Personalized breast cancer screening and the role of breast density
Mireille Broeders; Nijmegen, Netherlands
Breast screening programs today generally offer a mammographic examination every two years to women in a specified age range. Ongoing research is exploring the added value of personalized risk-based screening (i.e., screening strategies tailored to a woman’s individual risk of breast cancer). A vital prerequisite for personalized risk-based screening is a comprehensive breast cancer risk prediction model. The next step is to develop screening regimens for women at varying levels of risk, which may be addressed in several ways: changing starting and stopping ages, changing screening intervals, and offering further imaging techniques in addition to digital mammography. Using modeling techniques, the harm-benefit ratios and cost-effectiveness can then be estimated to find the optimal screening strategies. In parallel, it is essential to understand the acceptability of personalized approaches, especially for women at low risk, and the challenges in communication and implementation.

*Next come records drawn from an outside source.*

PR #848, opened 2015-01-31
Cryptsy public API bug fix for v3.0.0-SNAPSHOT, Kraken general enhancements, Trade Builder additions

ww3456:
re: CryptsyBasePollingService now that it contains both the public and private API does it really make sense for it to stay templated in its current form? 

The Cryptsy fix was to stop the URL being generated as http://pubapi.cryptsy.com/api/api.php?method=orderdatav2
but instead http://pubapi.cryptsy.com/api.php?method=orderdatav2

### DIFF
--- a/xchange-core/src/main/java/com/xeiam/xchange/dto/marketdata/Trade.java
+++ b/xchange-core/src/main/java/com/xeiam/xchange/dto/marketdata/Trade.java
@@ -132,6 +132,11 @@ public class Trade {
 
     }
 
+    public static Builder from(Trade trade) {
+      return new Builder().type(trade.getType()).tradableAmount(trade.getTradableAmount()).currencyPair(trade.getCurrencyPair()).price(trade.getPrice()).timestamp(trade.getTimestamp())
+          .id(trade.getId());
+    }
+
     public Builder type(OrderType type) {
 
       this.type = type;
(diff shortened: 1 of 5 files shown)


timmolter:
Thank you.

timmolter:
FYI, I just pushed a commit that removed all the generics from Cyptsy to be consistent with the rest of XChange.

ww3456:
That Cryptsy class is looking cleaner. However, when you subsequently removed generics from PoloniexBasePollingService the public API broke. e.g. it should have been sending 
https://poloniex.com/public?command=returnTicker but was sending 
https://poloniex.com/tradingApi?command=returnTicker
I've reverted to the previous version of this Poloniex class and it works fine. I'm not sure of the exact intent behind these recent BasePollingService changes so will leave it to others to decide how best to fix this. Thanks!

timmolter:
@ww3456 Good catch. Thanks. I see what the problem is now. I will check all exchange modules and fix appropriately.

timmolter:
@ww3456 I pushed a fix.

ww3456:
@timmolter great, this is working now. For the record I now have the latest develop 3.0.0-SNAPSHOT running OK on BTC-E, Bitfinex, Cryptsy, Kraken and Poloniex for both market data and trading.

timmolter:
Excellent. Thanks for telling me which exchanges are working for you too!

Breast density is an important factor in this research area because it can contribute to risk prediction, but it will also play a role in finding the optimal screening strategy. Automated measures of breast density on digital mammography are being updated rapidly, which will facilitate getting this data for all women in the target population. However, the fact that DBT may replace digital mammography in the near future raises the following questions: How does DBT perform across breast density categories? What is the relationship between automated breast density measures on DBT and breast cancer risk? What is the role of additional imaging modalities when DBT is the screening test?